Live album by Kenny Rogers
- Released: October 21, 2003
- Recorded: 2003
- Genre: Country
- Length: 1:13:58
- Label: Dreamcatcher
- Producer: Jim Mazza

Kenny Rogers chronology
| There You Go Again (2000) | Live by Request (2003) | Back to the Well (2003) |

= Live by Request (Kenny Rogers album) =

Live by Request is a live CD released in 2003 by Kenny Rogers. It documents an installment of A&E Network's Live by Request series.

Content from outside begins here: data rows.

PR #1576, opened 2024-02-06
Update providers during perf measure

t0yv0:
For Python and TypeScript, provider references are floating, but for Go they are always pinned. As a result TestAccAwsGoS3Folder was always testing the performance of aws v6.0.2 not the later versions that shipped some performance improvements. Compensate for this in the benchmark by updating to latest.

### DIFF
--- a/misc/test/performance_test.go
+++ b/misc/test/performance_test.go
@@ -1,5 +1,3 @@
-//go:build Performance || all
-// +build Performance all
 
 package test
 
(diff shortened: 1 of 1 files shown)


cnunciato (approved):

t0yv0:
Test failure appears unrelated, I think I can merge. I'll revert if something breaks in the metrics pipeline per se.

PR #1580, opened 2024-02-09
fix titles for CI jobs; use dev version for perf tests

tgummerer:
Correct the title for the install actions, as we're now using the dev version of pulumi in the cron jobs.

In doing this I also noticed we are not using the dev version for performance testing, though we should to get ahead of performance regressions before releasing the CLI.

/cc @justinvp who noticed this the other day.


PollRobots (approved):
LGTM

PR #1585, opened 2024-02-12
Run one benchmark at a time

t0yv0:
Before the change, benchmarks ran in parallel. We are observing very high variance no the benchmarks, part of the problem could be resource contention for network bandwidth across benchmarks. This change will give the entire runner's worth of resources to each benchmark individually, and hopefully reduce variance at the cost of using more CI runner time. Will observe for 1 week and evaluate.

### DIFF
--- a/.github/workflows/performance_metrics_cron.yml
+++ b/.github/workflows/performance_metrics_cron.yml
@@ -90,7 +90,7 @@ jobs:
         shell: bash
         run: |
           set -euo pipefail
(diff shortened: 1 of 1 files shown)


VenelinMartinov (approved):

t0yv0:
AFAIK TestAccAwsTsHelloFargate failure should not be affected by these changes. I think I can merge, LMK if need to revert.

Ray Waddell of Billboard gave the album a positive review, saying that it was "a fitting overview of a sturdy artist and still vibrant career." A review by Michael D. Clark of the Houston Chronicle was less positive, praising the song choices but criticizing the "decision not to omit most of the between-song TV chatter", ultimately rating the album a "C−".

==Track listing==

1. Welcome – "Islands in the Stream" – 3:08
2. Official Welcome – Request
3. "Daytime Friends" – 2:57
4. Request
5. "She Believes in Me" – 4:16
6. Request
7. "Ruby, Don't Take Your Love to Town" – 2:22
8. Request
9. "Love Will Turn You Around" – 3:09
10. Request
11. "The Greatest" – 2:45
12. Request
13. "Love or Something Like It" – 2:53
14. Request
15. "Through the Years" – 2:06
16. Request
17. "Lucille" – 3:47
18. Request
19. "Don't Fall in Love with a Dreamer" – 3:53
20. Request
21. "Coward of the County" – 2:35
22. Request
23. "Lady" – 3:44
24. Request
25. "Crazy" – 3:24
26. Request
27. "The Gambler" – 3:20
28. Request
29. "You Decorated My Life" – 3:29
30. Closing – Intro to Finale
31. "Slow Dance More" – 2:58

==Charts==
The album entered the Billboard Top Country Albums chart and peaked at number 68.